I've tried subbing (-1)n in for both of the cos parts but it doesn't simply to what is given.

8. Aug 3, 2016

Ray Vickson

Yes it does; start again.

9. Aug 3, 2016

teme92

When I sub in and simplify I'm getting:

$$a_n = \frac{1}{2π}\Big[\frac{(-1)^n + (-1)^n}{(n-1)(n+1)}\Big]$$

Last edited: Aug 3, 2016
10. Aug 3, 2016

Orodruin

Staff Emeritus
Observe that you have $\cos[(n-1)\pi]$ and that you have some other terms too.

11. Aug 3, 2016

teme92

$$a_n = \frac{1}{2π}\Big[\frac{(-1)^n}{n-1}-\frac{(-1)^n}{n+1}-\frac{1}{n-1}+\frac{1}{n+1}\Big]$$

Is this correct?

12. Aug 3, 2016

Orodruin

Staff Emeritus
Why don't you try inserting a few values to check?

13. Aug 3, 2016

teme92

What would I be checking for?

14. Aug 3, 2016

Orodruin

Staff Emeritus
That the values that come out of your formula agree with the original expression.

15. Aug 3, 2016

teme92

If I put integers in for n will the result not be a single number?

16. Aug 3, 2016

Orodruin

Staff Emeritus
Yes, but it will be different for different n of course. I said "inserting a few values".

17. Aug 3, 2016

teme92

$$n=0: a_n = 0$$

$$n=1: a_n = \frac{1}{2π}$$(has zero dividers though)

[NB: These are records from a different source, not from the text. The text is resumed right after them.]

Issue #493, opened 2022-03-21
Pages in 16.90, 15.071, 6.042J don't convert to markdown


pdpinch:
### Steps to Reproduce

1. Run ocw-to-hugo on one or more of these courses: 
```
{
    "courses": [
        "6-042j-mathematics-for-computer-science-spring-2015",
        "16-90-computational-methods-in-aerospace-engineering-spring-2014",
        "15-071-the-analytics-edge-spring-2017"
    ]
}
```
2. In the output, examine pages like 

- `6-042j-mathematics-for-computer-science-spring-2015/content/pages/proofs/tp2-2/vertical-a28e46f96fa1.md`
- `6-042j-mathematics-for-computer-science-spring-2015/content/pages/proofs/tp4-3/set-theory-axioms-optional-0.md`
- `16-90-computational-methods-in-aerospace-engineering-spring-2014/content/pages/numerical-integration-of-ordinary-differential-equations/discretizing-odes/_index.md`
- `15-071-the-analytics-edge-spring-2017/content/pages/logistic-regression/modeling-the-expert-an-introduction-to-logistic-regression/quick-question-152.md`
- `14-01sc-principles-of-microeconomics-fall-2011/content/pages/unit-6-topics-in-intermediate-microeconomics/international-trade.md`

### Expected Behavior

- The pages should contain head matter, followed by markdown 
- If the HTML to markdown converter fails, it should log an error so we can debug and investigate

### Actual Behavior

- instead of markdown, the pages contain HTML

pdpinch:
a slight larger list of courses with similar issues appears in https://github.com/mitodl/ocw-studio/issues/1119

pdpinch:
Another course/page that might have the same issue? https://ocwnext.odl.mit.edu/courses/20-011j-statistical-thermodynamics-of-biomolecular-systems-be-011j-spring-2004/pages/simulations/

mbertrand:
These are all pages with quizzes that aren't covered by existing turndown rules in ocw-to-hugo

PR #497, opened 2022-03-22
fix overzealous turndown filter on quiz rule

gumaerc:
#### Pre-Flight checklist

- [ ] Testing
  - [ ] Code is tested

Closes https://github.com/mitodl/ocw-to-hugo/issues/493

#### What's this PR do?
In https://github.com/mitodl/ocw-to-hugo/pull/418 we added support for parsing multiple choice type quizzes embedded in legacy OCW courses.  One of the turndown rules that does this, `multiple_choice_question`, was filtering on:

```
        node.getAttribute("class") === "problem_question" &&
        node.getElementsByClassName("problem_radio_input")
```

The issue with this is that even if `getElementsByClassName` doesn't find anything, it still returns an object.  This means that HTML that shouldn't have been matching that rule was being matched and processed as if it were an multiple choice question.  I corrected this by changing it to:

```
        node.getAttribute("class") === "problem_question" &&
        node.getElementsByClassName("problem_radio_input").length > 0
```

A try / catch statement with Winston file logging was also added to the `html2markdown` function so any errors converting html to markdown are logged.

 - Read the readme if you've never used `ocw-to-hugo` before and make sure you're set up to download courses from S3
 - Place the following in `private/courses.json`:
```
{
    "courses": [
        "6-042j-mathematics-for-computer-science-spring-2015",
        "16-90-computational-methods-in-aerospace-engineering-spring-2014",
        "15-071-the-analytics-edge-spring-2017",
        "14-01sc-principles-of-microeconomics-fall-2011"
    ]
}
```
 - Run `node . -i private/input -o private/output -c private/courses.json --download --rm`
 - Inspect the following pages and make sure there is no raw HTML:
```
 - 6-042j-mathematics-for-computer-science-spring-2015/content/pages/proofs/tp2-2/vertical-a28e46f96fa1.md
 - 6-042j-mathematics-for-computer-science-spring-2015/content/pages/proofs/tp4-3/set-theory-axioms-optional-0.md
 - 16-90-computational-methods-in-aerospace-engineering-spring-2014/content/pages/numerical-integration-of-ordinary-differential-equations/discretizing-odes/_index.md
 - 15-071-the-analytics-edge-spring-2017/content/pages/logistic-regression/modeling-the-expert-an-introduction-to-logistic-regression/quick-question-152.md
 - 14-01sc-principles-of-microeconomics-fall-2011/content/pages/unit-6-topics-in-intermediate-microeconomics/international-trade.md
```

### DIFF
--- a/src/turndown.js
+++ b/src/turndown.js
@@ -488,7 +488,7 @@ turndownService.addRule("multiple_choice_question", {
     if (node.nodeName === "DIV" && node.getAttribute("class")) {
       if (
         node.getAttribute("class") === "problem_question" &&
-        node.getElementsByClassName("problem_radio_input")
+        node.getElementsByClassName("problem_radio_input").length > 0
       ) {
         return true
       }
--- a/src/turndown.js
+++ b/src/turndown.js
@@ -504,7 +504,7 @@ turndownService.addRule("multiple_choice_question", {
         if (
           child.nodeName === "DIV" &&
           child.getAttribute("class").includes("choice") &&
-          child.getElementsByClassName("problem_radio_input") > 0
+          child.getElementsByClassName("problem_radio_input").length > 0
         ) {
           return true
         }
--- a/src/turndown.js
+++ b/src/turndown.js
@@ -750,8 +750,7 @@ function html2markdown(text) {
   let markdown = ""
   try {
     markdown = turndownService.turndown(text)
-  }
-  catch (err) {
+  } catch (err) {
     loggers.fileLogger.error(`Error converting html to markdown: ${err}`)
   }
   return markdown
--- a/src/turndown.js
+++ b/src/turndown.js
@@ -504,7 +504,7 @@ turndownService.addRule("multiple_choice_question", {
         if (
           child.nodeName === "DIV" &&
           child.getAttribute("class").includes("choice") &&
-          child.getElementsByClassName("problem_radio_input")
+          child.getElementsByClassName("problem_radio_input") > 0
         ) {
           return true
         }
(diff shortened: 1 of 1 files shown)


mbertrand (changes requested):
The markdown is generated for these pages but the bulk of the quiz content is missing.  For example, `6-042j-mathematics-for-computer-science-spring-2015/content/pages/proofs/tp2-2/vertical-a28e46f96fa1.md` is missing the select options and answers shown here:  https://ocw.mit.edu/courses/electrical-engineering-and-computer-science/6-042j-mathematics-for-computer-science-spring-2015/proofs/tp2-2/vertical-a28e46f96fa1/

Shouldn't this quiz content be converted to markdown, as is done with some other quiz formats?

src/turndown.js
```diff
@@ -488,7 +488,7 @@ turndownService.addRule("multiple_choice_question", {
     if (node.nodeName === "DIV" && node.getAttribute("class")) {
       if (
         node.getAttribute("class") === "problem_question" &&
-        node.getElementsByClassName("problem_radio_input")
+        node.getElementsByClassName("problem_radio_input").length > 0
```
mbertrand, line 491: There's a `child.getElementsByClassName("problem_radio_input")` in the `replacement:` section below, maybe add `.length > 0` there too just in case?

mbertrand (approved):
Approving since the missing quiz content will be dealt with later in a separate PR.  Sorry for giving the extra work to you, I had gotten this far with the issue yesterday but assumed that extra turndown rules had to be added to correctly render the quiz content on the affected pages.

src/turndown.js
gumaerc: Nothing with no results on that class search should get through the filter, but I added this anyway because it's a sensible precaution.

$$n=2: a_n = \frac{1}{12π}$$

18. Aug 3, 2016

Orodruin

Staff Emeritus
And if you use the same values in the original expression?

19. Aug 3, 2016

teme92

But do I not want there to be n's in my result?

20. Aug 4, 2016

Orodruin

Staff Emeritus
Yes. But you want to check that you got the right result first. You asked:
If there is any n for which your new expression does not equal the old, then it is not correct.